Journal photo / Andrew Dickerman
STANDING TALL: Shrimp in a dish of camarones al ajillo at Maya Azteca on
Plainfield Street in Providence.
5.31.2001
MAYA-AZTECA
Latin American cuisine, gentle as a kiss
By MERIDITH FORD
Journal Restaurant Reviewer
PROVIDENCE -- I had eaten at Maya-Azteca, a Mexican and Guatemalan restaurant, but when it had a different name and different ownership. It was once the home of Don Jose's, now on Federal Hill as Don Jose Tequilas.
It was like deja vu walking into the restaurant, though -- not only because so little has changed since I was there nearly two years ago, but because its tiny space, with colorfully striped tablecloths and sombreros hanging from the walls, reminded me so much of Mexico.
For the past two years the restaurant has been owned by Caesar H. Morales, a native of Guatemala who spent 15 years in Los Angeles, where he developed as strong a taste for Mexican food as for his homeland's. His menu is a mix of both, with a slant toward Mexican.
A television dangled from a wall playing a favorite Spanish-speaking soap I remember from the restaurants I ate at in Mexico: Por un Beso, which means ``For a kiss.''
The restaurant is a little like a kiss: Sweet and gentle, leaving you satiated, but not so much so that you wouldn't come back for more. The food is exquisitely made and covers a broad range of dishes from Veracruz to Guatemala that even those unfamiliar with Latin foods would recognize.
Nachos would fit that category. A large plate, called nachos Azteca, came piled high with crunchy, house-made corn chips layered with stewed chicken, beans, freshly shredded lettuce and cilantro, queso blanco (a mild white cheese) and fresh, green, richly flavored guacamole laced with bits of tomato and onion.
Camarones al ajillo (shrimp with garlic) can be made several ways, depending on where you visit in Mexico. At Maya-Azteca, large shrimp come in a stew-like mole (sauce) mixed with the flavor of onion, mild chiles and garlic, with a salty, almost sealike aftertaste.

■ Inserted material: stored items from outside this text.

PR #338, opened 2026-06-10
HTML-886: Add new tag to record appointment service as obs

chibongho:
See: https://openmrs.atlassian.net/browse/HTML-886

Adds a `<AppointmentServiceObs>` tag to record appointment service as obs.

### DIFF
--- a/api/src/main/java/org/openmrs/module/htmlformentry/element/AppointmentServiceObsElement.java
+++ b/api/src/main/java/org/openmrs/module/htmlformentry/element/AppointmentServiceObsElement.java
@@ -78,7 +78,8 @@ public class AppointmentServiceObsElement implements HtmlGeneratorElement, FormS
 		if (!specialityFilter.isEmpty()) {
 			services = services.stream()
 			        .filter(s -> s.getSpeciality() != null
-			                && specialityFilter.contains(s.getSpeciality().getName().toLowerCase().trim()))
+			                && (specialityFilter.contains(s.getSpeciality().getName().toLowerCase().trim())
+			                        || specialityFilter.contains(s.getSpeciality().getUuid().toLowerCase().trim())))
 			        .collect(Collectors.toList());
 		}
 
@@ -87,7 +88,7 @@ public class AppointmentServiceObsElement implements HtmlGeneratorElement, FormS
 
 		serviceWidget.addOption(new Option("", "", false));
 		for (AppointmentServiceDefinition svc : services) {
-			serviceWidget.addOption(new Option(svc.getName(), svc.getId() + " - " + svc.getName(), false));
+			serviceWidget.addOption(new Option(svc.getName(), svc.getUuid(), false));
 		}
 		if (existingValue != null) {
 			serviceWidget.setInitialValue(existingValue);
--- a/api/src/main/java/org/openmrs/module/htmlformentry/element/AppointmentServiceObsElement.java
+++ b/api/src/main/java/org/openmrs/module/htmlformentry/element/AppointmentServiceObsElement.java
@@ -51,10 +51,20 @@ public class AppointmentServiceObsElement implements HtmlGeneratorElement, FormS
 			tagControlId = parameters.get("controlId");
 		}
 
+		boolean insideObsGroup = context.getCurrentObsGroupConcepts() != null
+		        && context.getCurrentObsGroupConcepts().size() > 0;
 		if (StringUtils.isNotBlank(tagControlId)) {
-			existingObs = context.getObsFromExistingObs(concept, tagControlId);
+			if (insideObsGroup) {
+				existingObs = context.getObsFromCurrentGroup(tagControlId);
+			} else {
+				existingObs = context.getObsFromExistingObs(concept, tagControlId);
+			}
 		} else {
-			existingObs = context.removeExistingObs(concept, (Concept) null);
+			if (insideObsGroup) {
+				existingObs = context.getObsFromCurrentGroup(concept, (Concept) null);
+			} else {
+				existingObs = context.removeExistingObs(concept, (Concept) null);
+			}
 		}
 		String existingValue = existingObs != null ? existingObs.getValueText() : null;
 
--- a/api/src/main/java/org/openmrs/module/htmlformentry/element/AppointmentServiceObsElement.java
+++ b/api/src/main/java/org/openmrs/module/htmlformentry/element/AppointmentServiceObsElement.java
@@ -7,11 +7,13 @@ import java.util.List;
 import java.util.Map;
 import java.util.stream.Collectors;
 
+import org.apache.commons.lang.StringUtils;
 import org.openmrs.Concept;
 import org.openmrs.Obs;
 import org.openmrs.api.context.Context;
 import org.openmrs.module.appointments.model.AppointmentServiceDefinition;
 import org.openmrs.module.appointments.service.AppointmentServiceDefinitionService;
+import org.openmrs.module.htmlformentry.BadFormDesignException;
 import org.openmrs.module.htmlformentry.FormEntryContext;
 import org.openmrs.module.htmlformentry.FormEntryContext.Mode;
 import org.openmrs.module.htmlformentry.FormEntrySession;
@@ -29,22 +31,32 @@ public class AppointmentServiceObsElement implements HtmlGeneratorElement, FormS
 
 	private Obs existingObs;
 
-	private DropdownWidget serviceWidget;
+	DropdownWidget serviceWidget;
 
 	private ErrorWidget errorWidget;
 
-	public AppointmentServiceObsElement(FormEntryContext context, Map<String, String> parameters) {
+	private String tagControlId;
+
+	public AppointmentServiceObsElement(FormEntryContext context, Map<String, String> parameters) throws BadFormDesignException{
 		String conceptId = parameters.get("conceptId");
 		if (conceptId == null) {
-			throw new IllegalArgumentException("appointmentServiceObs requires a conceptId parameter");
+			throw new BadFormDesignException("appointmentServiceObs requires a conceptId parameter");
 		}
 		concept = HtmlFormEntryUtil.getConcept(conceptId);
 		if (concept == null) {
-			throw new IllegalArgumentException("Could not find concept: " + conceptId);
+			throw new BadFormDesignException("Could not find concept: " + conceptId);
 		}
 
-		existingObs = context.removeExistingObs(concept, (Concept) null);
-		String existingUuid = existingObs != null ? existingObs.getValueText() : null;
+		if (parameters.containsKey("controlId")) {
+			tagControlId = parameters.get("controlId");
+		}
+
+		if (StringUtils.isNotBlank(tagControlId)) {
+			existingObs = context.getObsFromExistingObs(concept, tagControlId);
+		} else {
+			existingObs = context.removeExistingObs(concept, (Concept) null);
+		}
+		String existingValue = existingObs != null ? existingObs.getValueText() : null;
 
 		List<String> specialityFilter = TagUtil.parseListParameter(parameters, "specialities", String.class).stream()
 		        .map(String::toLowerCase).map(String::trim).collect(Collectors.toList());
@@ -65,10 +77,10 @@ public class AppointmentServiceObsElement implements HtmlGeneratorElement, FormS
 
 		serviceWidget.addOption(new Option("", "", false));
 		for (AppointmentServiceDefinition svc : services) {
-			serviceWidget.addOption(new Option(svc.getName(), svc.getUuid(), false));
+			serviceWidget.addOption(new Option(svc.getName(), svc.getId() + " - " + svc.getName(), false));
 		}
-		if (existingUuid != null) {
-			serviceWidget.setInitialValue(existingUuid);
+		if (existingValue != null) {
+			serviceWidget.setInitialValue(existingValue);
 		}
 
 		context.registerWidget(serviceWidget);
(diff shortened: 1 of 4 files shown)


api/src/main/java/org/openmrs/module/htmlformentry/element/AppointmentServiceObsElement.java
```diff
@@ -0,0 +1,110 @@
...
+		String conceptId = parameters.get("conceptId");
+		if (conceptId == null) {
+			throw new IllegalArgumentException("appointmentServiceObs requires a conceptId parameter");
+		}
+		concept = HtmlFormEntryUtil.getConcept(conceptId);
+		if (concept == null) {
+			throw new IllegalArgumentException("Could not find concept: " + conceptId);
+		}
+
+		existingObs = context.removeExistingObs(concept, (Concept) null);
```
mogoodrich: We should test/document what happens if you *multiple* of these tags on a single form with the same concept id.  At minimum, I don't think it will be able to reproduce them in the same order on reload.   We should likely add support for mapping via form namespace and path via the control Id as the obs tag does, see: https://openmrs.atlassian.net/browse/HTML-788  (or if we don't make a new tag but use the obs tag we should get this out of the box).

mogoodrich (changes requested):
Can you add some tests, to demo how this works?

What was the considering with adding this as a new tag, versus a "obs" with 
"style='appointmentService'" (like we have for location with "style='location')

(If this had all been discussed and decided while I was on vacay, that's fine, but if it hasn't been discussed, worth a discussion)

api/src/main/java/org/openmrs/module/htmlformentry/element/AppointmentServiceObsElement.java
chibongho: I don't think this will handle the rendering order correctly if we have multiple of these tags. That said, do we need to worry about that? An appointment can only be associated with one appointment service, and adding multiple of these tags for the same appointment should be a form design error.

chibongho:
> Can you add some tests, to demo how this works?
> 
> What was the considering with adding this as a new tag, versus a "obs" with "style='appointmentService'" (like we have for location with "style='location')
> 
> (If this had all been discussed and decided while I was on vacay, that's fine, but if it hasn't been discussed, worth a discussion)

Yeah, I can add some tests.

Speaking with @mseaton, I think the biggest motivation of having a separate tag is that `<obs>` is a bit of a kitchen sink with too many things in it.

api/src/main/java/org/openmrs/module/htmlformentry/element/AppointmentServiceObsElement.java
mogoodrich: But you could be scheduling multiple appointments (for different services) on this form, correct? Would that work?  This also ties into my previous question about why we decided to make this a new tag (instead of a obs tag with style='appointment')

mogoodrich:
> Speaking with @mseaton, I think the biggest motivation of having a separate tag is that `<obs>` is a bit of a kitchen sink with too many things in it.

Ah, okay, that makes sense then--we can keep as a separate tag.  I do think we may want to add support for "controlId" attribute, but why don't you start by adding some tests so I can understand it better and then we can discuss.  @chibongho

api/src/main/java/org/openmrs/module/htmlformentry/element/AppointmentServiceObsElement.java
```diff
@@ -0,0 +1,110 @@
...
+	private Obs existingObs;
+
+	private DropdownWidget serviceWidget;
+
+	private ErrorWidget errorWidget;
+
+	public AppointmentServiceObsElement(FormEntryContext context, Map<String, String> parameters) {
+		String conceptId = parameters.get("conceptId");
+		if (conceptId == null) {
+			throw new IllegalArgumentException("appointmentServiceObs requires a conceptId parameter");
```
mseaton: All of these `IllegalArgumentException` should probably be `BadFormDesignException`

api/src/main/java/org/openmrs/module/htmlformentry/element/AppointmentServiceObsElement.java
mseaton: If we are going to put this tag in HFE, we should aim to support as many of the best-practice nuances that there are already established.  I'm fine putting this in the ObsSubmissionElement, but I'm 100% convinced this functionality belongs in the HFE module at all (versus in pihcore, etc)

api/src/main/java/org/openmrs/module/htmlformentry/element/AppointmentServiceObsElement.java
```diff
@@ -0,0 +1,110 @@
...
+		}
+		concept = HtmlFormEntryUtil.getConcept(conceptId);
+		if (concept == null) {
+			throw new IllegalArgumentException("Could not find concept: " + conceptId);
+		}
+
+		existingObs = context.removeExistingObs(concept, (Concept) null);
+		String existingUuid = existingObs != null ? existingObs.getValueText() : null;
```
mseaton: So in your other active PR, you used provider id, here you are using uuid.  I agree uuid is best, but why the inconsistency?

api/src/main/java/org/openmrs/module/htmlformentry/element/AppointmentServiceObsElement.java
```diff
@@ -0,0 +1,110 @@
...
+		context.registerWidget(serviceWidget);
+		context.registerErrorWidget(serviceWidget, errorWidget);
+	}
+
+	@Override
+	public String generateHtml(FormEntryContext context) {
+		StringBuilder sb = new StringBuilder();
+		sb.append(serviceWidget.generateHtml(context));
+		if (context.getMode() != Mode.VIEW) {
+			sb.append("<span class='required'>*</span>");
```
mseaton: Can you explain what this does?  Will this always mark this type of question as required?

mseaton (commented):
Generally looks good but see comments

api/src/main/java/org/openmrs/module/htmlformentry/element/AppointmentServiceObsElement.java
chibongho: It really ought to be required, but I haven't gotten a way to make it be conditionally required only if the user choose to create an appointment. What I have now is making this input technically optional in the backend, but have the subform [here](https://github.com/PIH/openmrs-config-pihsl/pull/322#issuecomment-4719609344) enforce the conditional requirement check via JS. Adding the `<span>` here is technically incorrect; I'll remove.

api/src/main/java/org/openmrs/module/htmlformentry/element/AppointmentServiceObsElement.java
chibongho: I'll change it to the `"<id> - <serviceName>"` format similar to Location and Person.

mogoodrich: I'd be okay with keeping this as-is as this is a new domain we are capturing... I was more concerned about, say, capturing providers using "uuid" in some cases and "id" in others.

api/src/main/java/org/openmrs/module/htmlformentry/element/AppointmentServiceObsElement.java
```diff
@@ -0,0 +1,138 @@
...
+		List<AppointmentServiceDefinition> services = Context.getService(AppointmentServiceDefinitionService.class)
+		        .getAllAppointmentServices(false);
+		services.sort((a, b) -> a.getName().compareToIgnoreCase(b.getName()));
+
+		if (!specialityFilter.isEmpty()) {
+			services = services.stream()
+			        .filter(s -> s.getSpeciality() != null
+			                && specialityFilter.contains(s.getSpeciality().getName().toLowerCase().trim()))
+			        .collect(Collectors.toList());
+		}
```
mogoodrich, line 84: Sorry I missed this in the initial review, but the speciality filter takes a list of speciality names (as opposed to uuids)?  If that's the general pattern used in Appointments, I'm okay with that, but we should be careful in our usage (and that any localization doesn't break things)

api/src/main/java/org/openmrs/module/htmlformentry/element/AppointmentServiceObsElement.java
```diff
@@ -0,0 +1,138 @@
...
+
+		serviceWidget = new DropdownWidget();
+		errorWidget = new ErrorWidget();
+
+		serviceWidget.addOption(new Option("", "", false));
+		for (AppointmentServiceDefinition svc : services) {
+			serviceWidget.addOption(new Option(svc.getName(), svc.getId() + " - " + svc.getName(), false));
```
mogoodrich: Sorry, the more I think about it, this should be uuid, regardless of what the other objects are doing... when reloading an existing obs is this doing a full match and so would fail on edit if the text name of a service as was changed?

mogoodrich (changes requested):

api/src/main/java/org/openmrs/module/htmlformentry/element/AppointmentServiceObsElement.java
chibongho: I followed Initializer, which accepts using the specifality name to identify speciality. I confirmed that the `appointment_speciality.name` in the DB has a unique constraint.

mseaton: I think it's fine to match on name, but matching on uuid would also be expected, I would think.

api/src/main/java/org/openmrs/module/htmlformentry/element/AppointmentServiceObsElement.java
mseaton: Yeah, this should definitely be uuid.  Is there no uuid on appointmentservicedefinition?

api/src/main/java/org/openmrs/module/htmlformentry/element/AppointmentServiceObsElement.java
```diff
@@ -0,0 +1,138 @@
...
+			} else {
+				existingObs = context.getObsFromExistingObs(concept, tagControlId);
+			}
+		} else {
+			if (insideObsGroup) {
+				existingObs = context.getObsFromCurrentGroup(concept, (Concept) null);
+			} else {
+				existingObs = context.removeExistingObs(concept, (Concept) null);
+			}
+		}
```
mseaton, line 68: Presumably you took the above from the ObsSubmissionElement and replicated that here?  Not entirely sure what that is doing.

api/src/main/java/org/openmrs/module/htmlformentry/handler/AppointmentServiceObsTagHandler.java
```diff
@@ -0,0 +1,27 @@
...
+import org.openmrs.module.htmlformentry.BadFormDesignException;
+import org.openmrs.module.htmlformentry.FormEntrySession;
+import org.openmrs.module.htmlformentry.FormSubmissionController;
+import org.openmrs.module.htmlformentry.element.AppointmentServiceObsElement;
+
+public class AppointmentServiceObsTagHandler extends SubstitutionTagHandler {
+
+	@Override
+	protected List<AttributeDescriptor> createAttributeDescriptors() {
+		return Collections.singletonList(new AttributeDescriptor("conceptId", Concept.class));
```
mseaton, line 17: Do we also need to add in specialties here?

api/src/main/java/org/openmrs/module/htmlformentry/element/AppointmentServiceObsElement.java
mogoodrich: Yeah, I didn't double-check, but this looks like the logic I wrote (or someone else?) that takes control id into account, if available, when finding a matching obs.  Assuming it follows the same pattern as ObsSubmissionElement, should (hopefully!) work out of the box.

api/src/main/java/org/openmrs/module/htmlformentry/element/AppointmentServiceObsElement.java
mogoodrich: Yes, I'm thinking it would be trivial to just extend this match to check both uuid and name, right?  (ie change line 81 to check if the specialityFilter contains either the name or uuid of the "s" value)

api/src/main/java/org/openmrs/module/htmlformentry/handler/AppointmentServiceObsTagHandler.java
chibongho: No. From Claude:
> `createAttributeDescriptors() `is used by the form exporter to resolve references to OpenMRS objects (concepts, locations, etc.) into UUIDs so they survive being imported on another server with different local IDs. The `specialities` attribute doesn't need this because it already accepts names or UUIDs directly in the XML.

api/src/main/java/org/openmrs/module/htmlformentry/element/AppointmentServiceObsElement.java
chibongho: Yes, it's taken from `ObsSubmissionElement`. How we get the obs value is different depending on whether it's in an obsgroup.

api/src/main/java/org/openmrs/module/htmlformentry/element/AppointmentServiceObsElement.java
chibongho: There is. I'll use uuid.

mseaton (approved):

The sauce drenched soft, fluffy rice with its intoxicating flavor, as well as the beans that came -- as all the main dishes do -- as a side.
Colorful salads add crunch
Dishes in Mexico are often accompanied by small, colorful salads of lettuce, tomatoes and red cabbage, and Maya-Azteca follows this custom -- each of the main dishes was colorfully garnished with one, and they add a wonderfully crunchy, fresh-tasting component to the meal, especially when mixed together with the other ingredients.
Another component to any Mexican meal is tortillas -- usually handmade and wrapped while warm in a colorful napkin, then placed in a table warmer. Maya-Azteca makes its own tortillas, although they are made with a press, not hand formed. The flavor of a fresh tortilla is the very essence of something central to Mexican cooking -- the musty, rustic, woodsy flavor of corn. It is a treat to use the warm tortillas as a wrap for beans, rice -- or any part of the meal -- but my favorite way is to roll them into a cigar and eat them as they are.
A torta is a bit like a Mexican version of a hoagie, or grinder. Maya-Azteca serves a big, soft roll stuffed with a savory stewed meat and layered with lettuce, tomatoes, avocado and shredded cheese.
The restaurant's gordita -- a fried corn patty, soft and fluffy and filled with more of the meat, plus beans, cheese, shredded lettuce, tomatoes and dressed in a thin, pungent sour cream -- was a favorite of the evening.
A trip back to Mexico
There are daily specials, as well as the many offerings on the regular menu, including traditional Mexican desayunos (breakfast). All of the menu items are under $10; many are under $5. Bebidas (drinks) include sweet Mexican sodas and banana and strawberry-flavored fruit drinks. No liquor is served.
Our waitress spoke practically no English, but it didn't really matter. And frankly, I think I would have been disappointed if she had. Between her broken English and my broken Spanish, we managed just fine.
Maya-Azteca was like a little nugget of gold straight from Mexico, rich in the culture of Latin American cuisine. This tiny space, with its sparsely decorated walls and tables, served as a reminder for me of the time I spent in Mexico -- each bite a transport to warm, golden days in the sun.